Violence and bloodshed was the norm among the Sawis, but the Richardson’s kept on loving them. Don finally said to the tribes, “I am going to move away because you just want to fight. If we stay here, it is only a matter of time until people are killed, and you will be locked in a blood-feud.” The Sawis were desperate to keep the Richardsons around. They said, “We will sacrifice a child for peace.” After great wailing, one person Kaiyo gave up his only child Biakadon. Don was appalled, thinking that they were going to cannibalistically butcher the baby. They put their hands on the child and said, “This is the peace child.” He did not realize then that the Sawis had an ancient tradition of exchanging babies with a neighbouring tribe. As long as the peace child lived, the two tribes would be at peace with each other. Don began to explain to the Sawi people that the ultimate peace child was in God sending his only child to bring peace to the people. The Sawi people then realized that Judas was actually bad because he killed the peace child. This was the moment when the Sawi people came to receive Jesus as their Lord and Saviour.
Don and Carol came to understand that in every people group, there is a cultural analogy embedded in their culture through which the Gospel can be shared. The role of the missionary is not to impose western culture, but rather to discover where God has already culturally prepared people to hear the good news of Jesus Christ. Don believed that in every culture there is already a seed of the gospel.
The Sawis became people of peace, sharing the good news with many tribes with whom they used to fight. They were sending out their own missionaries to other areas. Don and Carol had not just given them faith, but also protected them against people who sometimes wanted to exploit them. In 1972, the Sawi people built their own church building, the largest circular building in the world made entirely out of un-milled poles.

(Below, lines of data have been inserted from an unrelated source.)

PR #540, opened 2026-05-29
ideal_mhd_model: implement LFORBAL (m=1,n=0 force-balance modification)

CharlesCNorton:
## What `lforbal` does

With `lforbal = true`, the flux-averaged radial force balance evolves the m=1, n=0 R and Z components in place of their variational MHD forces. This is a non-variational modification of those two force components that drives the flux-surface-averaged residual `<EQUIF>` toward zero, so it changes the converged equilibrium (unlike an output-only diagnostic). `lforbal = false` leaves the iteration bit-for-bit unchanged.

## Implementation (`ideal_mhd_model`)

Ported from VMEC 8.52 / educational_VMEC, gated on `lforbal`:

- `computePreconditioningMatrix` accumulates the flux-averaged weight `temp` from the m=1 trig weights `cos01`/`sin01` and forms the scale factor `eqfactor = axd(m=1) * hs^2 / temp` (`precondn`).
- `updateRadialPreconditioner` builds the m=1,n=0 factors `rzu_fac`, `rru_fac` (each scaled by `sqrt(s)`, then halved) with `frcc_fac = 1/rzu_fac` and `fzsc_fac = -1/rru_fac` (`bcovar`).
- `forcesToFourier`, after the forward DFT, replaces the m=1,n=0 forces with `frcc = rzu_fac*(c*<EQUIF> + d)` and `fzsc = rru_fac*(c*<EQUIF> - d)`, where `d = frcc_fac*frcc + fzsc_fac*fzsc` and `c = nscale(0)` (`tomnsps`).

The default `lforbal = false` path is untouched.

## Validation

educational_VMEC had `lforbal` stripped from its compute path, so I reinstated it (`precondn` / `bcovar` / `tomnsp`), confirmed `lforbal = false` reproduces the solovev free-boundary baseline, and generated a converged `lforbal = true` golden. The new `SolovevFreeBoundaryLforbal.MatchesEducationalVmecGolden` test runs the axisymmetric solovev free-boundary case to convergence and matches the golden: flux-surface geometry, magnetic field, and integrated scalars to `5e-5`; the current-density profiles (the most edge-sensitive quantity) to `2e-3`. The worst normalized deviation anywhere is `7e-6`, in `jcurv`. The existing `lforbal = false` free-boundary regression continues to pass, so the gating is bit-clean.

## Base and lasym

This builds on the axisymmetric (nzeta=1) free-boundary support, which the solovev free-boundary case requires.

The non-stellarator-symmetric (`lasym = true`) case uses the same symmetric m=1,n=0 force balance, with the m=1 trig weights computed on the full theta grid. It is validated on the `implement-lforbal-lasym` branch (stacked on the lasym free-boundary work in #538): the asymmetric cth-like free-boundary case converges with lforbal on and off, lforbal drives the converged equilibrium to a different state, and `lforbal = false` is left bit-identical. That path folds into this change once the axisymmetric and lasym free-boundary branches are integrated; the lforbal code is identical on both.


jurasic-pf (approved):

jurasic-pf:
It's correct in principle but I'm not aware of any usage of this flag nowadays. The default in VMEC was changed many years ago, because empirically lforbal=false led to better convergence afaik.

I'd keep it open for now, if there's any user who would like that feature we can merge.

CharlesCNorton:
@jurasic-pf on the convergence point — I ran 40 configurations (13 cases plus sweeps in beta, radial resolution, tolerance, mpol, time step, iota and multigrid depth, fixed and free boundary). Zero lforbal-only failures; 30 converged in fewer iterations with it on, 5 in more, median −1.6%. The one real cost is solovev free-boundary multigrid at +34%, and that's the coarse-to-fine restart — each grid alone is faster.

Against exact on-axis iota from 7 published near-axis configs (pyQSC, nfp 2–4), lforbal is closer at 14 of 19 points, 6 of 7 at the smallest radius. Larger for strongly shaped cases: −18.6% on the `near_axis_iota_nfp4` iota profile, −33% on axis.

jurasic-pf (approved):
Thanks! That info does change the picture a bit, then it provides value as is

PR #541, opened 2026-05-29
Implement LFORBAL for the lasym free-boundary path

CharlesCNorton:
## lforbal for the non-stellarator-symmetric (lasym) free-boundary path

The lasym counterpart to #540, which implements and golden-validates lforbal for the axisymmetric (`lasym = false`) free-boundary case. This applies the same lforbal m=1, n=0 flux-averaged force balance through the lasym free-boundary code path, building on the lasym free-boundary support in #538.

The two free-boundary capabilities currently live on separate branches (nzeta=1 axisymmetric vs lasym), so lforbal is validated on each: the solovev nzeta=1 case in #540, and the asymmetric cth-like case here. The lforbal code is identical; the branches converge once the free-boundary work is integrated.

## Implementation

Same as #540 (`computePreconditioningMatrix` eqfactor, `updateRadialPreconditioner` factors, `forcesToFourier` m=1,n=0 force replacement), gated on `lforbal`. educational_VMEC applies lforbal only to the symmetric (`frcc`/`fzsc`) m=1 components, so the only lasym-specific addition is computing the m=1 trig weights `cos01`/`sin01` on the full theta grid (`nThetaEff == nThetaEven`) rather than the reduced symmetric grid.

## Validation

- `lforbal = false` leaves every existing case bit-identical (the full `output_quantities_test` suite passes).
- `CthLikeFreeBoundaryAsymLforbal` solves the asymmetric cth-like free-boundary case with lforbal off and on: both converge (FSQ < 1e-8), and lforbal drives the converged equilibrium to a different state (max |R,Z| change 1.1e-4), exercising the full lasym path (full-grid `cos01`/`sin01` + asymmetric DFT).
- The numerical force-balance physics is golden-validated against educational_VMEC in #540 (`lasym = false`, 7e-6 worst normalized deviation).

Depends on #538.


CharlesCNorton:
Consolidating into #540, which carries the golden validation against educational_VMEC (solovev free-boundary, lforbal=true reference matched to 7e-6). The lforbal code is identical here; this PR existed only because the lasym free-boundary support (#538) and the nzeta=1 axisymmetric support (#536) live on separate branches, so neither base runs both a symmetric nzeta=1 case and an asymmetric one. The lasym path (full-grid m=1 trig weights) and its regression test remain on the implement-lforbal-lasym branch and fold into #540 once the free-boundary branches are integrated.

PR #544, opened 2026-05-30
Python-side resolution continuation

CharlesCNorton:
## Summary

Adds Python-side resolution continuation.

`vmecpp.run_continuation` solves a schedule of increasing `(ns, mpol, ntor)`
resolutions, hot-restarting each step from the previous one. This covers the
classic radial `ns_array` multi-grid and adds Fourier continuation in `mpol` /
`ntor`, which had no first-class API before.

## Python API

- `vmecpp.interpolate_solution(source, target_input)` interpolates a converged
  `VmecOutput` onto the resolution of `target_input`: radial interpolation in
  `sqrt(s)` (with the odd-`m` axis handling the solver uses internally -- divide
  by `sqrt(s)`, extrapolate to the axis, zero the axis afterwards) and Fourier
  zero-padding or truncation. The result is a `restart_from` guess for the next
  step.
- `vmecpp.run_continuation(input, ns_array=..., mpol_array=..., ntor_array=...)`
  runs a whole schedule in one call. With only `ns_array` it performs the radial
  continuation; `mpol_array` / `ntor_array` add Fourier continuation.

This is a pure Python layer on top of `vmecpp.run`: each step solves a single
resolution and hot-restarts from the previous step's solution. The C++ solver is
unchanged.

## Validation

`tests/test_continuation.py` (8 tests):

- The generated state mode table matches the `xm` / `xn` VMEC++ writes out.
- Interpolation: identity is a no-op; radial up-sampling preserves the boundary
  surface; Fourier padding adds zero modes and truncation drops them.
- A single-resolution continuation is bit-for-bit identical to a direct
  single-grid `run`.
- A multi-grid continuation reaches the same equilibrium as the C++ multi-grid:
  bit-identical plasma volume, converged force balance, and geometry agreeing at
  the convergence level, with the agreement tightening as `ftol` tightens.
- Fourier continuation (ramping `mpol`) converges to the same equilibrium as a
  direct full-`mpol` solve.

## Example and docs

`examples/fourier_resolution_increase.py` is rewritten on the new API, replacing
~250 lines of hand-rolled mode-matching and interpolation. On
`cth_like_fixed_bdy`, ramping `mpol` 5 -> 9 -> 13 reaches the `mpol=13`
equilibrium in about 78% of the iterations of a direct `mpol=13` solve (same
equilibrium to ~3e-6); the advantage grows with the target resolution. This
resolves the `FIXME` / `TODO` in that example, which noted that the wout-based
interpolation did not match the native multi-grid and suggested turning that
comparison into a test -- it is now `test_continuation.py`. A "Resolution
continuation" section is added to the examples documentation.


jurasic-pf (commented):
Do you have any measurement on the performance impact of this change (if we were to default to it)? I'm guessing it's quite low, and we could replace the C++ interpolation logic with this entirely

CharlesCNorton:
> Do you have any measurement on the performance impact...

On `cth_like_fixed_bdy` with a radial multi-grid `ns_array=[15, 31, 51]` (mpol=5, ntor=4, ftol 1e-20), median of 5 runs on an i9-12900H:

- C++ native multi-grid: 6.224 s
- `run_continuation` (interpolation in Python): 6.457 s
- overhead: +0.23 s, about +3.7%, with bit-identical plasma volume

`interpolate_solution` itself is ~4.5 ms (ns 15 to 51), so the 0.23 s is the per-step Python/C++ round-trip (three `run()` calls instead of one solve), not the interpolation. The round-trip is a fixed per-step cost, so it's a smaller fraction on harder or longer solves.

Thanks for taking a look.

jurasic-pf (approved):

docs/examples_overview.md
```diff
@@ -14,3 +14,37 @@ The `examples/` directory contains short scripts demonstrating typical tasks:
...
+    mpol_array=[5, 9, 13],
+    ntor_array=[4, 4, 4],
+)
+```
+
+[`fourier_resolution_increase.py`](../examples/fourier_resolution_increase.py)
+ramps `mpol` from 5 to 13 on the `cth_like_fixed_bdy` case. It reaches the same
+equilibrium as a direct `mpol=13` solve (geometry agreeing to about 3e-6) in
+roughly 78% of the iterations, and the advantage grows with the target
+resolution.
```
jurasic-pf:
```suggestion
```

jurasic-pf: I don't think the test fits in the overview documentation.

CharlesCNorton:
will look at the ci failures and fix on Monday

CharlesCNorton:
@jurasic-pf done

src/vmecpp/_continuation.py
```diff
@@ -0,0 +1,359 @@
...
+    return out
+
+
+def _remap_axis(values: np.ndarray, ntor_new: int) -> np.ndarray:
+    """Truncate or zero-pad an axis Fourier array ``[ntor + 1]`` to ``ntor_new``."""
+    values = np.asarray(values, dtype=float)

Don began painting the Sawi people and their neighbouring tribes, looking for similar cultural compasses like the Peace Child that show how God is already at work.
In 1974, Ralph Winters, director of the US Center for World Missions at Fuller Seminary, encouraged Don to write the best-selling book Peace Child. From the book came a movie featuring 1,000 people from the Sawi tribe. Because of the book and movie, the Sawis became one of the best-known tribal people in the world.

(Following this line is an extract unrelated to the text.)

PR #545, opened 2026-05-30
Alternative initial-guess methods for flux-surface geometry (Zeno, map2disc)

CharlesCNorton:
Adds two alternative constructions for the interior flux-surface initial guess, as alternatives to VMEC++'s default linear axis-to-boundary interpolation (`m=0` linear in `s`, higher poloidal modes as `s^(m/2)`). Each builds the full interior coordinate map up front and returns a `VmecOutput` usable as `restart_from`; both are exposed as `vmecpp.zeno_guess` and `vmecpp.map2disc_guess`.

- **Zeno / Tecchiolli** (arXiv:2405.08173): minimizes a geometric action (squared Jacobian weighted by `1/(2s)`, plus a radial-straightness term) over a Fourier-Zernike basis with the boundary held fixed. Following the paper, this empirically drives the Jacobian toward a single sign to correct overlapping guesses but does not guarantee positivity. Self-contained (numpy, optional SciPy minimizer).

Don and Carol became ministers-at-large for World Team from 1977 to 2018, sharing at dozens of mission’s conferences and local churches each year. Don was instrumental in launching the widely-received Perspectives on the World Christian movement course in which he taught about looking for the story teller and the person of peace in every new missionary setting. “I urge missionaries to make friends with the story-teller, because he will help you understand traditions of the people, including maybe a flood tradition which will help you explain biblical truth more effectively. Just as in every village there is a story-teller, so there will also be a person of peace. It is very important for the missionary to find out who is the person of peace. You need to ask whenever there is conflict, who do they look to, to arbitrate and bring about a settlement. Make friends with that person. That person will understand the gospel of peace more readily. That person will be a first responder to the Christian message.”

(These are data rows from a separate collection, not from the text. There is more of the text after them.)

PR #546, opened 2026-05-30
Expose the forward model and drive the equilibrium iteration from Python

CharlesCNorton:
## Problem

VMEC++'s equilibrium iteration (the time stepping toward force balance) lives entirely inside the C++ `Vmec` core (`Vmec::SolveEquilibrium` / `SolveEquilibriumLoop` / `Evolve` in `vmec/vmec/vmec.cc`). From Python only `vmecpp.run` is reachable, and it runs the whole multi-grid solve start to finish; the per-step forward model (flux-surface geometry to MHD forces) and the time-stepping logic are not exposed. Developing an alternative iteration scheme therefore means editing the C++ core, which is slow and error-prone.

VMEC++ also implements only the Fortran VMEC 8.52 time-step control. `IterationStyle` (in `vmec_indata.h`) already names a `PARVMEC` (VMEC2000 9.0) variant, but it was parsed and stored and never wired into the iteration, and its enum value was never even bound to Python. The two controls converge for different equilibria: some configurations converge under VMEC 8.52 (VMEC++) but not (PAR)VMEC 9.0, and the reverse.

## Change

Expose the forward model and the iteration primitives to Python, port the iteration out of C++, and build the PARVMEC variant, a common-ground style, and a boundary-optimization coupling on top of the Python loop.

**C++ (`pybind11/pybind_vmec.cc`, `CMakeLists.txt`).** A single-threaded `VmecModel` binding over `Vmec`:

- `create(indata, ns)` initializes one radial resolution (the inner solve VMEC++ runs at one multi-grid step).
- `evaluate(iter1, iter2)` runs `IdealMhdModel::update` (geometry to forces). `(iter2 - iter1)` is passed through because it drives the preconditioner-update schedule (`shouldUpdateRadialPreconditioner`).
- `perform_time_step` (the Garabedian update `v = fac*(b1*v + dt*f); x += dt*v`), `save_backup` / `restore_backup`, `reinitialize` (the axis reguess), flat `get_state` / `set_state` / `get_forces`, the invariant and preconditioned residuals, `iteration_style`, and a reference `solve()` (the C++ inner loop, kept for verification).
- The forward model runs inside a single-thread `omp parallel` region so the `omp single` / `barrier` directives inside `update` have the team context they get in `SolveEquilibrium`; the module is compiled with OpenMP for this. The previously-unbound `PARVMEC` `IterationStyle` value is now bound.

**Python (`_iteration.py`, exposed as `vmecpp.solve_equilibrium` and `vmecpp.iterate`).** A one-to-one port of `SolveEquilibriumLoop` and `Evolve`: the 1/tau damping average (`kNDamp = 10`), the `dtau` / `fac` / `b1` time step, the time-step control, the bad-Jacobian axis reguess, the ijacob 25/50/75 escalation, and the `ftol` convergence test. The expensive forward model and per-coefficient arithmetic stay in C++; the iteration logic is Python.

## Iteration styles

All three styles share the forward model (which does not depend on `iteration_style`), the damping, the axis reguess, and the ijacob escalation. They differ only in how a growing residual is handled (the `TimeStepControl` policy):

| style | revert the geometry when | step reduction | counts toward give-up |
|---|---|---|---|
| `vmec_8_52` | preconditioned residual > 100x its running minimum | `delt *= 0.9`, plus a slow-progress branch (`delt /= 1.03`) | yes (`ijacob`) |
| `parvmec` | preconditioned **or** invariant residual > 1e4x its minimum | `delt /= 1.03` | no |
| `robust` | either residual > 1e3x its minimum | `delt /= 1.03`, plus 8.52's slow-progress safeguard | no |

`vmec_8_52` reproduces the C++ control exactly. `parvmec` follows PARVMEC's `evolve.f` / `TimeStepControl`: a 100x-more-permissive leash, tracked on both the preconditioned and the invariant residual, a gentle revert, and no escalation toward the give-up counter. `robust` is the common-ground scheme: PARVMEC's permissive, non-escalating revert at a moderate leash, kept from wandering by 8.52's slow-progress safeguard. `iteration_style` selects between them (`vmec_8_52` and `parvmec` are the C++ enum values; `robust` is a Python-only scheme on the same forward model).

## Verification

`tests/test_iteration.py`, `tests/test_optimization.py`:

- **Bit-for-bit reproduction.** From an identical initialized state, the Python loop and the C++ `SolveEquilibrium` reach the same equilibrium on solovev (2D, ns=15) and cth_like_fixed_bdy (3D, ns=25): identical iteration counts, converged decision vectors agreeing to `5.2e-14` and `3.2e-13`, and identical invariant force-residual traces (max absolute difference `8e-16` and `1e-14` over the whole run). The only non-bit-exact operation is the 10-element damping-average sum (numpy vs Eigen, about 1 ULP).
- **Recovery from a bad initial Jacobian.** cma's linear initial guess overlaps at a single resolution (its magnetic axis defaults to zero), so the loop recomputes the axis, re-initializes the radial state from it (a clean forward model), and converges to force balance.
- **Styles agree absent a restart.** On cth_like the three styles advance through bit-identical states: the policies differ only once a restart fires.
- **Style divergence.** cma solved single-resolution at ns=72 trips `vmec_8_52`'s 100x leash 21 times (3280 iterations); `parvmec` never reverts (1658 iterations) and `robust` reverts twice (1774); all three converge to the same equilibrium. Across cma's fragile resolutions (ns 68/72/88) `vmec_8_52` thrashes (about 20 restarts) where `parvmec` and `robust` take 0 and 2, and on every bundled fixed-boundary equilibrium the alternative styles converge wherever `vmec_8_52` does.
- **Boundary-optimization coupling.** `optimize_boundary`, varying one boundary coefficient, recovers the boundary whose converged equilibrium matches a target stored MHD energy.

`examples/python_iteration.py` drives the loop through the public API; `examples/python_boundary_optimization.py` drives the optimization coupling.


jurasic-pf (changes requested):
Very cool! This is quite close to what we were planning indeed. Also impressive that you already included both variants of the iteration logic from different vmec versions!
Do you have any measurements on how the performance of the python iteration compares to the C++ flow control on different resolutions?

As mentioned in another PR, I don't see optimization specific functinality in scope for `vmecpp`. vmecpp/_optimize is a very cool usage example, but also seems entirely possible to build the same as a user, without modifying vmecpp source code.

Please check the benchmark CI job, it seems there was a regression in import time because of the `scipy` import.

CharlesCNorton:
Rescoped to the in-scope half: forward-model exposure and the Python iteration (VMEC-8.52, PARVMEC, and a common-ground "robust" style). Dropped `optimize_boundary` as out-of-scope; that also removes the scipy import that regressed the benchmark, so `import vmecpp` is scipy-free again and the benchmark job is green.

Python loop vs C++ flow control on the same forward model (CMA, single resolution, `VmecModel.solve()` vs `solve_equilibrium`, both run to convergence):

| ns | C++ | Python | ratio |
|---|---|---|---|
| 15 | 62.5 ms | 65.0 ms | 1.04x |
| 25 | 107.6 ms | 116.4 ms | 1.08x |
| 51 | 242.1 ms | 276.0 ms | 1.14x |

4 to 14% overhead, growing slowly with resolution, since the forward model stays in C++ and only the time-step and restart control are in Python. clang-tidy findings are fixed too (the `VmecModel` bindings are const now).

Thanks for the review.

jurasic-pf:
Ok - then the slowdown is likely too much for switching the default, but it's super valuable as a research platform for a developing better descent algorithm.
Thanks!

tests/test_iteration.py
```diff
@@ -0,0 +1,133 @@
...
+    result = vmecpp.solve_equilibrium(model)
+
+    assert result.converged
+    assert not result.failed
+    assert result.axis_reguesses == 0
+
+    cpp_state = np.asarray(reference.get_state())
+    py_state = np.asarray(model.get_state())
+    assert cpp_state.shape == py_state.shape
+    assert np.max(np.abs(cpp_state - py_state)) < 1.0e-9
```
jurasic-pf: nit: `np.testing.assert_allclose` checks shapes and values, and produces a much nicer readable output on error.

jurasic-pf:
Looks really good, thanks!
I'd like to have @jons-pf take a second look on this PR

jurasic-pf (approved):

tests/test_iteration.py
CharlesCNorton: Done, switched to `np.testing.assert_allclose`.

Don Richardson spoke at the very first Vancouver Missionsfest conference in 1984. The packed-out conference began by showing the Peace Child movie.
Don died at age 83 from brain cancer in December 2018. Carol Joy had died from cancer in 2004, At Don’s funeral, they described him as an Apostle to the Sawi, saying that Don’s life is “proof that God can use one willing man to change the world.”
Are you willing to also be that peacemaker that God can use to change the world?